I think my issue is my current lifestyle. I live in a lovely suburban area full of lovely friendly people… but people who have their 2.4 children, their family homes and they’re all settled down. I however am not in that world. I don’t have kids, I don’t have a “family”. But nor am I living the lifestyle of a young (yes? I’m still young right?) single woman. It’s a full on 20 minute drive to get into town and the nearest shop to me is the huge Next Home shop and PC World.

I should be in the thick of it, amongst other young, carefree people who aren’t planning their baby showers or what they’ll do in the school holidays. But I’m not. I’m going to work and coming home, going to work and coming home. I can’t go out with my work colleagues because it’s an hour away from where I live (by car) and I have Alfie at home waiting for me. I can’t, on a whim, ring up a nearby friend and just head out for the evening because they either live too far away or have family-orientated plans. I’ve got all these barriers stopping me from living a proper single life. The only way to date is online dating and so far this has not gone particularly well. I feel like I’m watching life pass me by.

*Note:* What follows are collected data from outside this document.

PR #196, opened 2026-08-29
i18n: localize the dashboard (host-facing pages)

### LINKED ISSUE #195: i18n: localize the dashboard (host-facing pages)
## Problem

Since #59/#60/#62/#63/#76/#176, the guest side is localized end to end (booking flow, server-side dates, guest emails) in seven languages. The host side is still English-only: `dashboard_*.html`, settings, the event type / team / source forms, profile, overrides, troubleshoot.

So a host who doesn't speak English can offer guests a translated booking page, but has to manage it through an interface they can't read.

#59 deferred this on purpose ("Dashboard pages. Host-facing surface, larger scope, and gated by date-localization decisions") and shipped the language dropdown in Profile & Settings as "foundation for the dashboard translation pass". Date localization landed in #60 the same day, so the gate is cleared; the dropdown still affects zero rendered pages.

## Proposed minimal solution

Nothing new architecturally, just extend the existing Fluent setup to the host templates:

- Extract strings from the ~20 host-facing templates into namespaced keys (`dashboard-*`, `settings-*`, ...), same pattern as the booking flow.
- Locale resolution already exists: user preference, then `Accept-Language`, then English.
- Seed the other locales on Weblate, branching off `i18n` per the documented workflow.

## Acceptance criteria

- [ ] Dashboard, settings, forms, profile, overrides and troubleshoot render through Fluent keys
- [ ] The Profile & Settings language preference applies to all host-facing pages
- [ ] EN and FR at 100% (I can contribute the French strings, human-translated)
- [ ] No visible change for English users

## Out of scope

- Host-side emails (`src/email.rs`): different render path, separate pass, same as #62 did for guest emails
- CLI output, logs, API error strings
- New languages beyond the registered locales

## References

#59 (deferral note and language preference), #60 (server-side dates), #62, #63, #76, #176

olivierlambert:
Closes #195.

The host side now renders through Fluent end to end: dashboard, settings, every form, profile, overrides, troubleshoot, the auth pages, and the admin panel. English and French are both complete.

## Base branch

Opened against `i18n` per the documented workflow, but branched off `main` rather than `i18n`. `origin/i18n` is 25 commits behind and its one unique commit (`14d1bd9`, the event-type copy-link keys) is already present in `main`'s `i18n/en/main.ftl` — the two `i18n/` trees are byte-identical. Branching off the stale `i18n` would have meant localizing an older `dashboard_event_types.html` and dropping the newer strings `main` added. Say the word if you'd rather I rebase.

## How `lang` reaches a host page

The `AuthUser`, `AdminUser` and `OptionalAuthUser` extractors resolve it once, where both the user row and the request headers are already in hand: saved preference, then `Accept-Language`, then English. A dashboard render site passes `lang => auth_user.lang` and nothing else, which is what kept 34 render sites to a one-line change each. Login and register have no user row yet, so they call `detect_from_headers` directly, and their validation errors now travel as Fluent keys instead of English literals.

`AdminUser` changed from a tuple struct to `{ user, lang }`; the 30 `admin.0` uses became `admin.user`.

## Two things that would have shipped broken

**Plurals were silently wrong.** The `t()` helper stringified every argument, and a string `"1"` never matches a Fluent `[one]` variant — it falls through to `other`. The first plural key I added rendered "1 members". `t()` now hands integers to Fluent as numbers. Grouping is switched off, so an integer still renders exactly as before: "1440", never "1,440", which would have been a visible English regression on the booking-notice copy. Both behaviours have regression tests.

**Literal braces.** Fluent reads a bare `{` as the start of a placeable, so the meeting-pattern help (which documents `{username}`, `{random}`) needed `{"{"}`. Verified by rendering, not by reading the spec.

## Runtime-composed strings

Some hints are assembled in JS as the visitor edits a field, so Fluent arguments cannot serve — the values do not exist at render time. Those keys carry `%1`/`%2` placeholders substituted client-side, collected in one object per page (`ETF_I18N`, `ADMIN_I18N`) built with `{{ t('key') | tojson }}`, which is the pattern `slots.html` already used. Everything else uses real Fluent arguments.

## Guards

Three tests in `src/i18n.rs`, all of which I mutation-checked:

- every `t()` key referenced from a template exists in the English bundle
- every template still loads
- French covers every English key — this is what stops a French dashboard sprouting an English sentence the next time someone adds a key

I also rendered all 19 dashboard templates in French and confirmed no raw message id reaches the output.

## Scope notes

- **The admin panel is included** even though the issue's acceptance criteria did not list it. It was the last English-only host surface and a third of the strings; splitting it out would have left the pass visibly half-done. Easy to drop into a follow-up if you'd rather.
- **39 pre-existing French gaps are backfilled** (guest-side `book-phone-*`, `sms-*`, `booking-blocked-*`, and the event-type-form notice keys). They predate this branch, but "FR at 100%" is in the acceptance criteria and the new parity test would fail without them. FR now matches EN at 954 keys.
- **Host-side emails, CLI output and logs are untouched**, as the issue specifies.
- Two `data-confirm` guard tests needed updated expectations: the confirm sentence now comes back from Fluent and is escaped in one piece, so its own apostrophes are escaped too. The `onclick` stays static and the payload stays confined to `data-confirm` — strictly more escaping, identical after the browser decodes it.

## Unrelated flake spotted

`commands::config::tests::config_general_set_and_clear` fails intermittently: `src/caldav/mod.rs:1654` sets `CALRS_ALLOW_PRIVATE_HOSTS` process-wide while that test reads it concurrently. Present on `main`, unrelated to this branch, blocked one commit here. Worth its own issue.

## For @typovrak

The French is mine and would benefit from your review — you offered human-translated strings on the issue, and a native pass over ~500 new keys is worth more than my draft. The terminology choices worth arguing about: *Types d'événement*, *Exceptions* for overrides, *Diagnostic* for troubleshoot, *Prendre en charge* for claiming a booking, *Marge* for buffer.

## Summary by CodeRabbit

* **New Features**
  * Added Brazilian Portuguese and expanded localization across dashboard, authentication, administration, and booking interfaces.
  * Added unauthenticated SMTP relays with configurable TLS modes.
  * Added booking horizons, SMS notifications, guest phone validation, calendar-file downloads, and copy-link actions for eligible event types.

* **Bug Fixes**
  * Improved OAuth calendar handling, availability scheduling, calendar navigation, ICS generation, and environment-controlled settings.
  * Improved translated validation messages and data escaping across the interface.

* **Documentation**
  * Added Authentik OIDC SSO setup guidance and updated SMTP and security configuration references.


olivierlambert:
Review pass on this branch. Four things needed fixing; three were real bugs I introduced, one predated the branch.

## 1. Stored XSS (introduced here)

To keep word order for translators, sentences that mix text and markup render through `t(..., x='<strong>' ~ value ~ '</strong>') | safe`. `| safe` turns autoescaping off for the *whole* string, so every value spliced in has to be escaped explicitly — and I had not been.

A guest picks their own name. Booking as `<script>alert(1)</script>` put this on the host's dashboard:

```
<strong>Intro</strong> with <script>alert(1)</script>
```

Before this branch those rows were plain `{{ b.guest_name }}` and safe, so this was a regression, not a pre-existing hole. Fixed at all 21 interpolation sites; the value is now `| escape`d before concatenation, which keeps the template's own markup while escaping the data. Guarded by a test that feeds a script tag through each affected template and fails if it survives — mutation-checked by reverting one escape.

## 2. Three pages ignored the language entirely (introduced here)

Booting the server and reading real pages caught what the tests did not: **profile settings, the team form, and the write-back setup screen** rendered English no matter what the viewer had saved. Their handlers don't build context through `sidebar_context()`, which is the shape my earlier bulk pass keyed on, so they were skipped. Two render through helpers (`settings_render`, `render_team_form_error`) that now take the lang their callers already hold. The settings page's own flash and validation messages were English literals in Rust too, so those went through Fluent as well.

This fails silently — the page looks fine, just not to its reader — so there's now a test that scans the handlers and fails if a host template is rendered without a lang. It reproduces exactly what shipped.

## 3. The user-delete confirm dialog lost its paragraph breaks (introduced here)

Fluent has no backslash escapes in text, so the `\n\n` I moved into the FTL reached the browser as literal characters. Newlines now come from unicode-escape placeables; verified the rendered attribute carries real newlines.

## 4. Host-side form errors were still English (gap in the original pass)

The forms rendered in French but their validation errors did not — team, event-type and calendar-source handlers built English literals in Rust and passed them into the translated form. 21 call sites now go through Fluent. The CalDAV server's own error text stays verbatim inside the connection-failed sentence: that message is not ours to translate. Library-level error enums stay English, as the issue specifies.

Added a matching guard for Rust-side keys (a typo in `translate(lang, "key")` renders the raw id just as silently as it would from a template), also mutation-checked.

## Verification beyond the test suite

- **Ran the real server** and drove it with curl: registered, saved a French preference, and confirmed the preference beats `Accept-Language` on every dashboard page, that the success flash and validation errors come back in French, and that clearing the preference restores English.
- **Syntax-checked every rendered `<script>` block** in both languages with `node --check`: 0 errors. This matters because French is full of apostrophes; `| tojson` emits them as `'` rather than breaking out of a JS string.
- **Diffed the English render against `origin/main`** template by template. The only differences are HTML entity encoding (`&` → `&amp;`, `&mdash;` → `—`, `/` → `&#x2f;`), whitespace inside HTML, and the new JS constant lines — all of which a browser renders identically. The acceptance criterion "no visible change for English users" holds.

908 tests, clippy clean. Nothing merged.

I’m happy and comfortable…But I’m worried that I’ll tick along like this on autopilot and one day wake up and I’m still single, still floating aimlessly and years have flown by. Something has to change I guess. It’s just being brave enough to make that change.

Have you ever felt like this?

What advice would you give?

19 Replies to “Feeling a bit lost”

  1. thank you for the honest post – you may enjoy reading Liz Goodchild’s blog http://www.lizgoodchild.co.uk/, she is a coach who used to be an ultrarunner and writes in a very compassionate way about people’s search for meaning. And no, it’s not a first world problem, it’s very much a human thing.

  2. Brave post, well done on making it.

    I don’t know if I’ve ever felt like you describe exactly – everyone is different ofc – but I have had a tendency to drift along at a couple of points in life.

    Firstly, it’s tremendously positive you seem to recognise you’re in a rut and that courage is needed to make a change.

    Secondly, what, in my experience, I found harder was deciding exactly what should be changed and why. Until you solve that puzzle – and on this you, like everyone else, is on their own – I’d caution against making drastic decisions with long-term consequences.

    On the other hand, you only live once and there’s often only one way to find out…:-)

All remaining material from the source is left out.